PR #416, opened 2016-08-05
!!! BUGFIX: Reuse join aliases on same property paths

albe:
Previously a query object like

`$query->logicalAnd($query->equals('related.property', 'foo'), $query->equals('related.otherProperty', 'bar'));`

would generate an SQL statement with two joins to the `related` entity, one for each condition, translating to

"get all objects that have any related entity with a `property` 'foo' and any related entity with `otherProperty` 'bar'".

With this change, it will only generate a single join and reuse the join for multiple conditionals, therefore translating the above query object to the more common

"get all objects that have a related entity with both a `property` 'foo' and `otherProperty` 'bar'"

This also improves performance of such queries by avoiding unnecessary joins.

### DIFF
--- a/Neos.Flow/Classes/Persistence/Doctrine/Query.php
+++ b/Neos.Flow/Classes/Persistence/Doctrine/Query.php
@@ -651,9 +651,13 @@ class Query implements QueryInterface
         $propertyPathParts = explode('.', $propertyPath);
         $conditionPartsCount = count($propertyPathParts);
         for ($i = 0; $i < $conditionPartsCount - 1; $i++) {
-            $joinAlias = $propertyPathParts[$i] . $this->joinAliasCounter++;
-            $this->queryBuilder->leftJoin($previousJoinAlias . '.' . $propertyPathParts[$i], $joinAlias);
-            $this->joins[$joinAlias] = $previousJoinAlias . '.' . $propertyPathParts[$i];
+            $joinProperty = $previousJoinAlias . '.' . $propertyPathParts[$i];
+            $joinAlias = array_search($joinProperty, (array)$this->joins);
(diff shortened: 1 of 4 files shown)


albe:
Needs tests, documentation and also some API method to switch back to the other behaviour, if it is actually intended.

hlubek:
@albe I remember that issue from long ago. Is this a regression? And: let's introduce a small functional test that specifies that behavior. Shouldn't be difficult to formulate one with the existing test entities in Flow.

albe:
I don't think it's a regression, but can check again when the behaviour was introduced.

albe:
The current implementation of the join alias is around at least since 2011, so definitely no regression ;)

albe:
So, regarding making the old behaviour still available: That's probably only possible with introducing some fancy property selector markup - i.e. "$someSubentities.foo" - which I'm not so fond of.

bwaidelich:
Is this really a bugfix as in “fixes wrong behavior” or merely a performance optimization?  In any case there should be an issue for it IMO

albe:
Sorry I can't help out more to get this finished up, so if this doesn't make it, I have no bad feelings at all.
It's more a "fixes unexpected default behaviour" thing - the (very slim) performance thing comes as a side-effect.

bwaidelich:
@albe thanks for this and sorry for the late reviews..

albe:
Trivial rebase. I'm still not sure how a solution to support the old semantic could look - maybe it's good enough to just document this change and stay with hinting at DQL for the uncommon usage?

kdambekalns:
The test(s) need to be adjusted. I'd be fine with adjusting documentation and noting this change in the release notes / changelog.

Your task: How many lines in these entries hold the string "generate"? Answer with the number alone.

Solution: 2